## About this exercise
Select and copy out every line in the records containing "metainfo".

[Dataset entries]
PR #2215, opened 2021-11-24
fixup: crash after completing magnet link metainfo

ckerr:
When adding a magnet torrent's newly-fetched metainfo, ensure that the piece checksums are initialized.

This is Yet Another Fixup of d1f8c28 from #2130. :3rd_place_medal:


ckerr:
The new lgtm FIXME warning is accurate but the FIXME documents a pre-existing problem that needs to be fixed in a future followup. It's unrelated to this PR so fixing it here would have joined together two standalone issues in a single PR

==

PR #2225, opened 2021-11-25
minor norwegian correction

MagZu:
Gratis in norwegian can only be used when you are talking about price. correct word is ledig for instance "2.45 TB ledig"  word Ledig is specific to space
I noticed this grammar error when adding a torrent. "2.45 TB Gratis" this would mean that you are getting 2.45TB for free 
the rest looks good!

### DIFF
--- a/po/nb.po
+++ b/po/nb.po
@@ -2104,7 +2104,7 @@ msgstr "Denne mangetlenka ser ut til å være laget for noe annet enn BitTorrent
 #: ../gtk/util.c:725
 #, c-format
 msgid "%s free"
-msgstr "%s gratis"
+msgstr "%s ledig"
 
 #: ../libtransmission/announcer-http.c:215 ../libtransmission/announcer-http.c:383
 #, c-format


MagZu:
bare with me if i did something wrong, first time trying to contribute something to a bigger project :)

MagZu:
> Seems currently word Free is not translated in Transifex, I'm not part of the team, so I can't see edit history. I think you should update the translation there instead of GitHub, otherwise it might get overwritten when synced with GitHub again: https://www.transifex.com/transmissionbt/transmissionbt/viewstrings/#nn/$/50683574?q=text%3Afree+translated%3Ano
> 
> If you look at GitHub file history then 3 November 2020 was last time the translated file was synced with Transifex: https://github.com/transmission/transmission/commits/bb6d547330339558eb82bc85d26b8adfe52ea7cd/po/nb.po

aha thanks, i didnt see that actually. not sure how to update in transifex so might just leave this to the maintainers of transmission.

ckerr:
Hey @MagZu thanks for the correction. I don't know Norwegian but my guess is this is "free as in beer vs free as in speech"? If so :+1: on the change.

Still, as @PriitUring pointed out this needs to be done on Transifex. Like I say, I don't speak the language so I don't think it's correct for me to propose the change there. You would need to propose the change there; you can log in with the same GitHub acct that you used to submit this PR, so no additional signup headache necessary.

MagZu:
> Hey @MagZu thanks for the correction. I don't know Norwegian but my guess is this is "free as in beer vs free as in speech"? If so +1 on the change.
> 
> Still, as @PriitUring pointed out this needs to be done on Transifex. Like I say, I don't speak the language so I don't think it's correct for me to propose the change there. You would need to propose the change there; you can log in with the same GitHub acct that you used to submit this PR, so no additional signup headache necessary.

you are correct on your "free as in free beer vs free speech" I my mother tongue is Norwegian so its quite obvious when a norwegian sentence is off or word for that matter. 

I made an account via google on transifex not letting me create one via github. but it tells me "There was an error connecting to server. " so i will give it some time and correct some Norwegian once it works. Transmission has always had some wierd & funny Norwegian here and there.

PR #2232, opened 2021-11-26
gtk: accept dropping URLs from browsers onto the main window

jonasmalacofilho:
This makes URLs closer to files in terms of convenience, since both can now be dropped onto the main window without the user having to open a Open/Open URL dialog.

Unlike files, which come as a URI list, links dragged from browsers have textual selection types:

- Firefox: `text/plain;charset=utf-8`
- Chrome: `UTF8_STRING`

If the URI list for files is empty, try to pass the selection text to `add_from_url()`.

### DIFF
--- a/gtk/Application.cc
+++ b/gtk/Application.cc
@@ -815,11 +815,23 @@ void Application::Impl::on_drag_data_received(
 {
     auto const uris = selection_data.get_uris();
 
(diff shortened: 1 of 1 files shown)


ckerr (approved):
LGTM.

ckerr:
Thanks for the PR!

## Answer to the exercise
fixup: crash after completing magnet link metainfo
When adding a magnet torrent's newly-fetched metainfo, ensure that the piece checksums are initialized.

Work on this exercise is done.